A subsidiary of Orthofix International SV, Blackstone Medical Inc., has agreed to pay the federal government $30 million to resolve allegations that Blackstone remunerated doctors with illegal kickbacks in order to induce the use of its products. Orthofix is a manufacturer of spinal implants and other products used in spinal surgeries. The government’s complaint, filed under the federal False Claims Act, alleges that Blackstone offered kickbacks to spinal surgeons in order to incentivize orders of its products; the payments are alleged to have been made in numerous guises, including so-called “consulting agreements,” payment of royalties, research grants, travel, and even entertainment. These sorts of payments to doctors may constitute violations of the Anti-Kickback Statute, a federal law that makes it a criminal offense to offer or receive payments in order to induce the utilization of health care products and services. In addition to being prosecuted criminally, violators of the Anti-Kickback Statute often face civil liability under the False Claims Act, the vehicle through which such claims are frequently resolved by the federal government. As part of its settlement with the federal government, Blackstone has agreed to a corporate integrity agreement with the Office of Inspector General of the Department of Health and Human Services, one of the regulatory agencies charged with enforcing anti-fraud laws in the health care sector. Corporate integrity agreements ensure that companies put into place more rigorous oversight and compliance procedures.

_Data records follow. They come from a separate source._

PR #63, opened 2017-02-13
Added support for evaluating conditional and shift operators

drsam94:


source/SVInt.cpp
```diff
@@ -476,6 +476,71 @@ SVInt SVInt::lshr(uint32_t amount) const {
...
+    if (!signFlag)
+        return lshr(rhs);
+    if (rhs.hasUnknown())
+        return createFillX(bitWidth, signFlag);
+    if (rhs >= bitWidth)
+        return SVInt(bitWidth, *this >= 0 ? 0 : -1, signFlag);
+
+    uint16_t contractedWidth = bitWidth - rhs.getAssertUInt64();
+    SVInt tmp = lshr(rhs);
+    tmp.bitWidth = contractedWidth;
```
MikePopoloski: I think this is a potentially dangerous operation; if bitWidth was > 64 and now is less, functions will assume the memory is in a different format (pointer to the heap opposed to a local 64-bit value) and crash.

source/SVInt.cpp
```diff
@@ -476,6 +476,71 @@ SVInt SVInt::lshr(uint32_t amount) const {
...
+    if (amount >= bitWidth)
+        return SVInt(bitWidth, *this >= 0 ? 0 : -1, signFlag);
+
+    uint16_t contractedWidth = bitWidth - amount;
+    SVInt tmp = lshr(amount);
+    tmp.bitWidth = contractedWidth;
+    return signExtend(tmp, bitWidth);
+}
+
+SVInt SVInt::ambiguousConditionalCombination(const SVInt& rhs) const {
```
MikePopoloski: I feel like this should probably live as a helper method in the evaluator; it's too specific for anyone else to want to use it.

source/SVInt.cpp
drsam94: That is a good point, that case needs to be handled differently

source/SVInt.cpp
drsam94: Sure, that makes sense. this is definitely not the world's most popular binary operator

drsam94: now that I think about it, it would be hard to make this a helper method in the evaluator, as it has to access private fields of SVInt (val/pVal) -- we could expose those to friends, or this can stay part of SVInt

source/SVInt.cpp
```diff
@@ -476,6 +476,71 @@ SVInt SVInt::lshr(uint32_t amount) const {
...
+
+    if (isSingleWord()) {
+        // If the inputs are single word, as the inputs are unequal, we need to
+        // combine into a 2-word output with a word for unknowns
+        SVInt tmp = createFillX(bitWidth, bothSigned);
+        tmp.pVal[1] = val ^ rhs.val;
+        tmp.pVal[0] = ~tmp.pVal[1] & val & rhs.val;
+        return tmp;
+    }
+    SVInt tmp(*this);
```
MikePopoloski: Creating this temporary is wasteful since you immediately delete the memory and allocate your own. There's a separate constructor that lets you just pass in allocated memory to use.

source/SVInt.cpp
```diff
@@ -476,6 +476,71 @@ SVInt SVInt::lshr(uint32_t amount) const {
...
+    delete[] tmp.pVal;
+    uint32_t words = getNumWords(bitWidth, false) * 2;
+    tmp.pVal = new uint64_t[words];
+
+    // Unkown if either bit is unknown or bits differ
+    for (uint32_t i = 0; i < words; i++)
```
MikePopoloski: You should be able to combine the two loops to avoid looping twice.

source/SVInt.cpp
MikePopoloski: Ok, fair enough.

source/SVInt.cpp
```diff
@@ -476,6 +476,85 @@ SVInt SVInt::lshr(uint32_t amount) const {
...
+        return lshr(amount);
+    if (amount == 0)
+        return *this;
+    if (amount >= bitWidth)
+        return SVInt(bitWidth, *this >= 0 ? 0 : -1, signFlag);
+
+    uint16_t contractedWidth = bitWidth - amount;
+    SVInt tmp = lshr(amount);
+    tmp.bitWidth = contractedWidth;
+    return signExtend(tmp, bitWidth);
```
MikePopoloski: I think this still has the same problem. Probably you should follow the pattern for lsh() and make the SVInt version call into the uint32_t version.

drsam94: oops, I fixed the SVInt version and in so doing totally forgot that the uint32_t version existed. I will make one call the other.

PR #176, opened 2018-03-27
Fix history alive

DaniGate:
Computation of RFM vector in calculate_alive_path function was not consistent with that in summary_from_transaction_data function:
- Counting periods with purchases instead of actual purchases in frequency column
- Age column did not reach the requested horizon t, it fell short of 1 period. We extend by 1 period the number of rows in the generated dataframe.


CamDavidsonPilon:
Shoot I totally missed this PR, apologies. 

This PR looks great - thanks for the edits! 

The failing tests are because the image has now changed - that's fine, I'll fix later. Merging!

PR #188, opened 2018-05-02
typo

EamonKeane:


CamDavidsonPilon:
👍 thanks!

EamonKeane:
No problem... just tested the library on some real world and it worked magically! Thanks for the effort you've put in. 

I've got it working in JupyterLab now, any tips/article on how to move to production?

CamDavidsonPilon:
I actually suggest updating daily, as new data comes in that could put "inactive" customers back to "active" again. If performance is an issue, I also suggest subsampling if you have over 50k customers, that's about where std. errors become quite small.

EamonKeane:
Grand, thanks I'll do that. I do have some with 200k customers but it's runs ok. Resources aren't an issue - on GKE with pre-emption the cost of running the computation is 80% off without disturbing core workload.s

PR #200, opened 2018-07-01
Removing reference plots

rhydomako:
Since the plotting reference tests have become a bit tedious to maintain, this PR goes a different direction by removing the reference comparisons. Instead, the tests will check if the figure data is making it into the matplotlib internals.

This follows the approach outlined in this post: https://stackoverflow.com/questions/27948126/how-can-i-write-unit-tests-against-code-that-uses-matplotlib/27950953#27950953. That is, we trust that matplotlib will take care of actually plotting the figure, and just test that the data/titles/legend/etc make it into the pyplot objects. This should make the test more robust to stylistic changes that happen from time to time in matplotlib.

Note that these tests aren't comprehensive. I don't think I've added checks for every element, and in some cases I only check a row or column of a much larger matrix plot. Also, since some plots are probabilistic, most data comparisons involve somewhat arbitrary tolerances (but that was also true with the reference plot scheme).


CamDavidsonPilon:
👍 yea maintaining them is too painful - maybe we will return to it in the future!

The government became apprised of the kickback allegations as a result of a complaint filed under the qui tam (whistleblower) provisions of the False Claims Act. The whistleblower, Susan Hutcheson, is expected to receive $8 million as an award for her participation in the litigation. When a whistleblower (known as a qui tam relator) files a complaint under the False Claims Act, the complaint is sealed and the government has 60 days to review the allegations. Although the government may choose to intervene in the relator’s qui tam complaint, it often does not do so, and relators may proceed with their claims even if there is no government intervention. As was the case in the Blackstone Medical case, the federal government often intervenes for settlement purposes.
Fraud and abuse in federal health insurance programs are pervasive, and the government has increasingly turned to the False Claims Act (particularly qui tam suits) to combat myriad types of fraud, including illegal promotion of drugs by pharmaceutical companies, overbilling of Medicare by providers, and violations of federal laws such as the Anti-Kickback Statute. The government has recovered $9.5 billion since January 2009 in cases involving fraud against federal health care programs, and total recoveries in False Claims Act cases since January 2009 exceed $13.2 billion.
Originally enacted in 1863, the False Claims Act has led to over $12 billion in recoveries for the federal government since 2009 alone. Recent changes to the law have expanded the scope of liability covered under the statute to encompass a growing number of types of fraud, including, among others, fraudulent claims for payments pursuant to government contracts, off-label promotion of drugs by pharmaceutical companies, overbilling of federal health insurance programs by health care providers and pharmacies, and fraudulent bidding for government contracts. While other federal agencies, such as the SEC, the IRS, and OSHA, have their own whistleblower programs, the False Claims Act allows whistleblowers to obtain private counsel to participate directly in cases. Many relators have seen recoveries in cases where the government declined to intervene.